I have a topology that looks like this:
KTable<ByteString, User> users = topology.table(USERS);
KStream<ByteString, JoinRequest> joinRequests = topology.stream(JOIN_REQUESTS)
.mapValues(entityTopologyProcessor::userNew)
.to(USERS);
topology.stream(SETTINGS_CONFIRM_REQUESTS)
.join(users, entityTopologyProcessor::userSettingsConfirm)
.to(USERS);
topology.stream(SETTINGS_UPDATE_REQUESTS)
.join(users, entityTopologyProcessor::userSettingsUpdate)
.to(USERS);
At runtime this topology works fine. Users are created with join requests. They confirm their settings with settings confirm requests. They update their settings with settings update requests.
However, reprocessing this topology does not produce the original results. Specifically, the settings update joiner does not see the user that resulted from the settings confirm joiner, even though in terms of timestamps, many seconds elapse from the time the user is created, to the time the user is confirmed to the time the user updates their settings.
I'm at a loss. I've tried turning off caching/logging on the user table. No idea what to do to make this reprocess properly.
A KStream-KTable join is not 100% deterministic (and might never become 100% deterministic). We are aware of the problem and discuss solutions, to at least mitigate the issue.

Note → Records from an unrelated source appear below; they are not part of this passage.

PR #3889, opened 2023-03-31
Misc. projects-related cleanup and bugfixes

mitchellwrosen:
## Overview

- Fixed parsing of paths like `mitchell.public.whatever` in `push`
- Added output messages for when a remote project/branch is created
- Turned "Uploaded/Downloaded X entities" messages into a proper Output message, so they don't end without a newline
- Added output message for when we push to a remote branch that's already up-to-date
- Made a couple output messages that handle failures (like missing user on Share) more accurate


pchiusano (approved):

pchiusano:
@mitchellwrosen you can merge this whenever, seems very uncontroversial.

PR #6, opened 2025-09-14
fix login endpoint by changing it from get to post

AimanYosofiUlt:


nabilBouzineDev (approved):

ShroukMohamed16 (approved):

One problem is, that if a Consumer fetches from the brokers, we cannot control easily for which topics and/or partitions the broker returns data. And depending on the order in which we receive data from the broker, the result might slightly differ.
One related issue: https://issues.apache.org/jira/browse/KAFKA-3514
This blog post might help, too: https://www.confluent.io/blog/crossing-streams-joins-apache-kafka/
I was able to partially solve my problem by replacing the code in the question with:
KTable<ByteString, User> users = topology.table(JOIN_REQUESTS)
.mapValue(entityTopologyProcessor::user)
.leftJoin(topology
.stream(CONFIRM_SETTINGS_REQUESTS)
.groupByKey()
.reduce((a, b) -> b),
entityTopologyProcessor::confirmSettings)
.leftJoin(topology
.stream(SETTINGS_UPDATE_REQUESTS)
.groupByKey()
.reduce(entityTopologyProcessor::settingsUpdateReduce),
entityTopologyProcessor::settingsUpdate);
This solution leverages the fact that all table-table joins are deterministic. During reprocess, resulting state may temporarily be incorrect, but once the topology is caught up, the final value is correct (the final timestamp for a given result will still not be deterministic). Generally speaking, this approach, this groups all the events (in this example: join requests, confirm settings requests, settings update requests) for a given entity (in this example: user) into a single task and joins their accumulations into a single product. This example could be extended with delete events by joining another stream at the end that nulls the result.
Beyond this approach, generally, writing a reprocessable topology requires thinking about the topology in two dimensions: real-time and reprocess-time. As of Kafka Streams 1.0.0, this is something of an art for the developer.